The last time I heard a live performance of the song cycle Winterreise (Winter Journey) by Franz Schubert was in the Arts Hall on campus in Swansea University some 40 years ago as one of the free Sunday afternoon artistic events the University offered.
I remember that we were given a little print out of the names of the individual songs and towards the middle of the recital I began counting the number of items of musical torture that I had to endure before I could make my escape. I was then much more open to the bombast of full-blooded Bruckner rather than being a lukewarm lieder liker.
The performance in the Liceu a couple of days ago was altogether a different experience, and the magisterial rendition of the songs by the baritone Thomas Tatzi with the graceful and sympathetic piano accompaniment by James Vaughan resulted in the warmest ovation at the end of the evening.
The choice of Winterreise for a ballet (choreography by Anglelin Preljocaj) was an interesting one. The number of the songs gave opportunities for a series of linked dances, though the general tenor of the songs was almost unrelievedly downbeat. The winter journey is a bleak one for the singer/narrator and the questioning ambiguity of the last line of the cycle is emphatically answered in this production with the female dancers slowly sprinkling snow or earth on the prone bodies of the men in a clear indication of death.
The production is set on a generally empty stage with the ground being covered by snow or dust or dead leaves in a manner reminiscent of the stage of Pina Bausch in her production of The Rite of Spring where the dancers danced and stamped their way through earth. In Winterreise the substance on the stage is much more ethereal, and it drops onto the stage at periods throughout.
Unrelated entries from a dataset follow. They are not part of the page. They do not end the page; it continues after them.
PR #242, opened 2026-03-27
chore: add a gemini cli hook to run format on file changes

MichaelDoyle:


tools/hooks/format.dart
```diff
@@ -0,0 +1,70 @@
...
+      }
+    }
+  } catch (e) {
+    // Silent failure on parse errors, will fallback to '.'
+  }
+
+  final formatPath = (filePath != null && filePath.isNotEmpty) ? filePath : '.';
+
+  // Run dart format
+  final result = Process.runSync('dart', ['format', formatPath]);
```
kevmoo: You can use [Process.start](https://api.dart.dev/dart-io/Process/start.html) and have it pipe stdout and stderr usig https://api.dart.dev/dart-io/ProcessStartMode/inheritStdio-constant.html

MUCH cleaner!

kevmoo: @gemini-code-assist - what do you think?

MichaelDoyle: Thanks @kevmoo!

tools/hooks/format.dart
```diff
@@ -0,0 +1,57 @@
...
+      final input = jsonDecode(inputString);
+      if (input case {
+        'tool_input': {'args': {'file_path': final String path}},
+      }) {
+        filePath = path;
+      }
+    }
+  } catch (e) {
+    // Silent failure on parse errors, will fallback to '.'
+  }
```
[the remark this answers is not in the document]
MichaelDoyle: I understand the feedback. We are being deliberate here, because it is a CLI hook.

kevmoo (commented):
I like it, but we should see what @pavelgj says

Also see

https://github.com/kevmoo/personal_dotfiles/commit/0fa84ca422d1238d2f68eeb0b54c64a20fbab433#diff-1f6eec92873f0e01ec265c80f26c4d5cc8be4a1a833f08fa848c815d95b61fbdR18-R27

MUSH be paranoid about partially staged files!

MichaelDoyle:
WDYT @pavelgj 

BTW, on a totally separate, but related not, I see we have `.agent/rules` but this doesn't seem to be gemini/jetski friendly. which tool wants `.agent` and does it support some of the other locations?

PR #263, opened 2026-04-28
feat(vertexai): integrate Claude model support

CorieW:
Adds support for Claude models in VertexAI plugin

## Testing
image

### DIFF
--- a/packages/genkit_anthropic/lib/src/converters.dart
+++ b/packages/genkit_anthropic/lib/src/converters.dart
@@ -58,6 +58,13 @@ sdk.MessageCreateRequest toAnthropicCreateRequest(
       )
       .toList();
 
+  if (messages.isEmpty) {
+    throw GenkitException(
+      'Anthropic requests must include at least one non-system message.',
+      status: StatusCodes.INVALID_ARGUMENT,
+    );
+  }
+
   final tools =
       req.tools?.map(toAnthropicTool).toList() ?? <sdk.ToolDefinition>[];
 
--- a/packages/genkit_anthropic/lib/src/converters.dart
+++ b/packages/genkit_anthropic/lib/src/converters.dart
@@ -1,0 +1,349 @@
+// Copyright 2025 Google LLC
+//
+// Licensed under the Apache License, Version 2.0 (the "License");
+// you may not use this file except in compliance with the License.
+// You may obtain a copy of the License at
+//
+//     http://www.apache.org/licenses/LICENSE-2.0
+//
+// Unless required by applicable law or agreed to in writing, software
+// distributed under the License is distributed on an "AS IS" BASIS,
+// WITHOUT WARRANTIES OR CONDITIONS OF ANY KIND, either express or implied.
+// See the License for the specific language governing permissions and
+// limitations under the License.
+
+import 'dart:convert';
+
+import 'package:anthropic_sdk_dart/anthropic_sdk_dart.dart' as sdk;
+import 'package:genkit/plugin.dart';
+import 'package:schemantic/schemantic.dart';
+
+import 'model.dart';
+
+const _defaultMaxTokens = 4096;
+const _defaultStructuredOutputToolName = 'return_output';
+const _minimumThinkingBudgetTokens = 1024;
+
+typedef AnthropicMediaConverter =
+    List<sdk.InputContentBlock> Function(String url, String? contentType);
+
+typedef AnthropicToolOutputFormatter = String Function(dynamic output);
+
+/// Converts a Genkit model request to an Anthropic message request.
+sdk.MessageCreateRequest toAnthropicCreateRequest(
+  ModelRequest req,
+  String modelName,
+  AnthropicOptions options, {
+  String structuredOutputToolName = _defaultStructuredOutputToolName,
+  AnthropicMediaConverter mediaConverter = convertAnthropicMedia,
+  AnthropicToolOutputFormatter toolOutputFormatter =
+      defaultAnthropicToolOutputFormatter,
+}) {
+  final systemMessage = req.messages
+      .where((message) => message.role == Role.system)
+      .firstOrNull;
+
+  final system = systemMessage != null
+      ? convertSystemMessage(systemMessage)
+      : null;
+
+  final messages = req.messages
+      .where((message) => message.role != Role.system)
+      .map(
+        (message) => toAnthropicMessage(
+          message,
+          mediaConverter: mediaConverter,
+          toolOutputFormatter: toolOutputFormatter,
+        ),
+      )
+      .toList();
+
+  final tools =
+      req.tools?.map(toAnthropicTool).toList() ?? <sdk.ToolDefinition>[];
+
+  sdk.ToolChoice? toolChoice;
+
+  if (req.output?.schema != null) {
+    final schema = Map<String, dynamic>.from(req.output!.schema!);
+    if (!schema.containsKey('type')) {
+      schema['type'] = 'object';
+    }
+    tools.add(
+      sdk.ToolDefinition.custom(
+        sdk.Tool(
+          name: structuredOutputToolName,
+          description: 'Return the structured output.',
+          inputSchema: sdk.InputSchema.fromJson(schema),
+        ),
+      ),
+    );
+    toolChoice = sdk.ToolChoice.tool(structuredOutputToolName);
+  }
+
+  if (req.toolChoice != null) {
+    toolChoice = switch (req.toolChoice) {
+      'auto' => sdk.ToolChoice.auto(),
+      'any' => sdk.ToolChoice.any(),
+      'none' => sdk.ToolChoice.none(),
+      final name => sdk.ToolChoice.tool(name!),
+    };
+  }
+
+  return sdk.MessageCreateRequest(
+    model: modelName,
+    messages: messages,
+    system: system,
+    maxTokens: options.maxTokens ?? _defaultMaxTokens,
+    temperature: options.temperature,
+    topP: options.topP,
+    topK: options.topK,
+    stopSequences: options.stopSequences,
+    tools: tools.isNotEmpty ? tools : null,
+    toolChoice: toolChoice,
+    thinking: mapThinkingConfig(options.thinking),
+  );
+}
+
+/// Converts a Genkit system [Message] to an Anthropic [sdk.SystemPrompt].
+sdk.SystemPrompt? convertSystemMessage(Message message) {
+  final parts = <String>[];
+  for (final part in message.content) {
+    if (part.isText) {
+      parts.add(part.text!);
+    }
+  }
+
+  final text = parts.join('\n');
+  if (text.isEmpty) {
+    return null;
+  }
+  return sdk.SystemPrompt.text(text);
+}
+
+/// Converts a Genkit [Message] to an Anthropic [sdk.InputMessage].
+sdk.InputMessage toAnthropicMessage(
+  Message message, {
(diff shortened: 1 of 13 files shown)


packages/genkit_vertexai/example/example.dart
```diff
@@ -41,6 +41,21 @@ void main(List<String> args) async {
...
   );
 
+  // --- Claude Generate Flow ---
+  ai.defineFlow(
+    name: 'claudeGenerate',
+    inputSchema: .string(defaultValue: 'Explain Model Garden briefly.'),
+    outputSchema: .string(),
+    fn: (input, context) async {
+      final response = await ai.generate(
+        model: vertexAI.claude('claude-sonnet-4-6'),
```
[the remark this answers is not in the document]
CorieW: wrong

packages/genkit_vertexai/README.md
```diff
@@ -33,10 +34,42 @@ void main() async {
...
+    plugins: [
+      vertexAI(
+        projectId: Platform.environment['GCLOUD_PROJECT'],
+        location: Platform.environment['GCLOUD_LOCATION'] ?? 'us-central1',
+      )
+    ],
+  );
+
+  final response = await ai.generate(
+    model: vertexAI.claude('claude-sonnet-4-6'),
```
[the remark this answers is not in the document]
CorieW: wrong

packages/genkit_vertexai/lib/src/claude.dart
```diff
@@ -0,0 +1,520 @@
...
+        ),
+      ),
+    ];
+  }
+
+  throw GenkitException(
+    'Vertex AI Claude models require media URLs to be data URLs with base64 '
+    'image data.',
+    status: StatusCodes.INVALID_ARGUMENT,
+  );
```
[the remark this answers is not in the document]
CorieW: Uncertain on validity

packages/genkit_vertexai/lib/src/vertex_api_client.dart
```diff
@@ -190,4 +243,14 @@ class VertexAiPluginImpl extends CommonGoogleGenPlugin {
...
   }
+
+  String _resolveBaseUrl(String safeLocation) {
+    if (safeLocation == 'global') {
+      return 'https://aiplatform.googleapis.com/';
+    }
+    if (_vertexMultiRegions.contains(safeLocation)) {
+      return 'https://aiplatform.$safeLocation.rep.googleapis.com/';
+    }
+    return 'https://$safeLocation-aiplatform.googleapis.com/';
```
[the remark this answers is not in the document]
CorieW: I checked the `.rep.googleapis.com` endpoint concern against the Vertex AI partner-model docs. For normal regional endpoints, `{location}-aiplatform.googleapis.com` is correct, but Claude partner-model multi-region endpoints are documented separately:

- US multi-region: `aiplatform.us.rep.googleapis.com`
- EU multi-region: `aiplatform.eu.rep.googleapis.com`

Docs: https://docs.cloud.google.com/vertex-ai/generative-ai/docs/partner-models/use-partner-models#multi-region
Google Cloud announcement also uses the same host pattern for Claude multi-region requests:
https://cloud.google.com/blog/products/ai-machine-learning/multi-region-endpoints-for-claude-available-on-vertex-ai

So I’m going to keep the `us` / `eu` `.rep.googleapis.com` handling here.

packages/genkit_vertexai/lib/src/claude.dart
```diff
@@ -0,0 +1,520 @@
...
+        .firstOrNull;
+
+    final system = systemMessage != null
+        ? _convertSystemMessage(systemMessage)
+        : null;
+
+    final messages = req.messages
+        .where((m) => m.role != Role.system)
+        .map(_toMessage)
+        .toList();
```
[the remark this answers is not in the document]
CorieW: Works fine

image

packages/genkit_vertexai/lib/src/claude.dart
```diff
@@ -0,0 +1,520 @@
+// Copyright 2025 Google LLC
+//
```
cabljac, line 2: a lot of this code is identical to the code in
https://github.com/genkit-ai/genkit-dart/blob/main/packages/genkit_anthropic/lib/src/plugin_impl.dart

perhaps it could be shared somehow?

packages/genkit_vertexai/lib/src/claude.dart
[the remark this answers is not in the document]
CorieW: I don’t think this suggestion is valid for Vertex AI Claude as currently documented.

Vertex AI Claude uses the Anthropic Messages API request shape, not Gemini’s `fileData`/GCS media shape. Google’s Vertex Claude docs point users to the Claude Messages API and show requests sent to `publishers/anthropic/models/...:rawPredict` with `anthropic_version` and `messages`: [Vertex AI Claude docs](https://cloud.google.com/vertex-ai/generative-ai/docs/partner-models/claude/use-claude).

For Claude image inputs, Anthropic documents supported sources as base64 image blocks, URL references, or the Anthropic Files API. I don’t see a documented `gcs_uri` image source type there: [Anthropic vision docs](https://docs.anthropic.com/en/docs/build-with-claude/vision).

The Dart SDK this implementation uses also only exposes `ImageSource.base64` and `ImageSource.url`; no `gcs_uri` source exists: [`anthropic_sdk_dart` ImageSource](https://pub.dev/documentation/anthropic_sdk_dart/latest/anthropic_sdk_dart/ImageSource-class.html).

packages/genkit_vertexai/lib/src/claude.dart
cabljac: Addressed in 1b86965 — shared helpers extracted into `packages/genkit_anthropic/lib/src/converters.dart` and re-exported via `common.dart`. Vertex-specific behaviour preserved via parameters (custom media converter, structured-output tool name, tool output formatter). Thanks!

packages/genkit_anthropic/lib/src/converters.dart
```diff
@@ -0,0 +1,349 @@
...
+}
+
+/// Converts Genkit media to Anthropic media blocks for the Anthropic API.
+List<sdk.InputContentBlock> convertAnthropicMedia(
+  String url,
+  String? contentType,
+) {
+  if (url.startsWith('data:')) {
+    final commaIndex = url.indexOf(',');
+    final base64Data = url.substring(commaIndex + 1);
```
cabljac: Can you verify what happens here for a malformed data URL with no comma?

Looks like if `indexOf(',')` returns `-1`, then `substring(commaIndex + 1)` becomes `substring(0)` and we'd send the entire URL string as base64 image data to Anthropic. A quick test against `convertAnthropicMedia` seemed to confirm:

```dart
final result = convertAnthropicMedia('data:image/png;base64nocomma', null);
final src = (result.first as ImageInputBlock).source as Base64ImageSource;
// src.data == 'data:image/png;base64nocomma'
```

Probably worth validating the comma exists and throwing `GenkitException(... INVALID_ARGUMENT)` if not — unless something upstream already rejects this before it gets here?

Note: same logic exists in `packages/genkit_vertexai/lib/src/claude.dart:234-235`.

packages/genkit_anthropic/lib/src/converters.dart
```diff
@@ -0,0 +1,349 @@
...
+          name: request.name,
+          input: request.input ?? {},
+        ),
+      ];
+    }
+    if (part.isToolResponse) {
+      final response = part.toolResponse!;
+      return [
+        sdk.InputContentBlock.toolResult(
+          toolUseId: response.ref ?? '',
```
cabljac: Is `ref` ever expected to be `null` in practice for tool requests/responses?

Both this site and `:140` do `response.ref ?? ''` / `request.ref ?? ''`. If a null ever slips through (e.g. a model output that didn't populate `ref`, or a tool response constructed without one), we'd emit empty `id` / `toolUseId` strings. Anthropic accepts arbitrary IDs so this won't error outright, but parallel tool calls would all share `""` and `tool_result` couldn't be correlated back to `tool_use`.

Confirmed the coercion happens:

```dart
final block = toAnthropicMessage(msg).blocks.first as ToolUseInputBlock;
// block.id == ''
```

If `ref` is guaranteed non-null by the time it reaches here, the `?? ''` is dead code and can go. If it isn't guaranteed, should we throw instead?

packages/genkit_anthropic/lib/src/converters.dart
```diff
@@ -0,0 +1,349 @@
...
+  final messages = req.messages
+      .where((message) => message.role != Role.system)
+      .map(
+        (message) => toAnthropicMessage(
+          message,
+          mediaConverter: mediaConverter,
+          toolOutputFormatter: toolOutputFormatter,
+        ),
+      )
+      .toList();
```
cabljac, line 59: What's the expected behaviour when the caller passes only system messages?

The `where(... != Role.system)` filter produces an empty list and we still build a `MessageCreateRequest` with `messages: []`. Anthropic's API requires at least one non-system message, so this would 400 at runtime with a fairly opaque error.

Confirmed:

```dart
final req = ModelRequest(messages: [
  Message(role: Role.system, content: [TextPart(text: '...')]),
]);
final out = toAnthropicCreateRequest(req, 'claude-sonnet-4-6', AnthropicOptions());
// out.messages.length == 0
```

Low likelihood, but might be worth an early `GenkitException` with a clearer message. Is there an upstream guard for this I missed?

kevmoo:
Still a draft @cabljac ?

packages/genkit_anthropic/lib/src/converters.dart
CorieW: Addressed. `ToolRequest.ref` and `ToolResponse.ref` are nullable in Genkit’s generated types, so the `?? ''` fallback was not safe. The Anthropic converter now rejects null or empty refs with `GenkitException(... INVALID_ARGUMENT)` instead of emitting empty `id` / `toolUseId` values.

packages/genkit_anthropic/lib/src/converters.dart
CorieW: Addressed. I verified the existing behavior and malformed data URLs like `data:image/png;base64nocomma` were being accepted, with the whole URL string treated as the base64 payload.

Added shared validation for `data:` URLs so they must contain the comma separator before extracting the base64 payload. Missing comma now throws `GenkitException(... INVALID_ARGUMENT)`.

packages/genkit_anthropic/lib/src/converters.dart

It is used by the dancers as celebration, commemoration and mood change and was effective and pervasive.
Considering the sombre nature of the song
cycle, Ballet Preljocaj did manage to inject moments of humour into the occasion,
though the humour was sometimes grim as with the mutual miming of suicide by
poison, but there were more light-hearted touches with the power of a pointed
finger being made good use of at one point and a rather distracting episode where a central dancer seemed to be wielding illuminated batons more useful for guiding aircraft into their standings than being a focus for dance!
The dancers were an enthusiastic ensemble, though sometimes their coordination was a little off, but some of the intertwined body pictures that they created on stage were startling and very effective.
I always say that for me, Ballet is like banana yogurt: it’s not something you would choose, but when you are given it, it’s quite enjoyable.
Ballet Preljocaj was a very superior banana yogurt!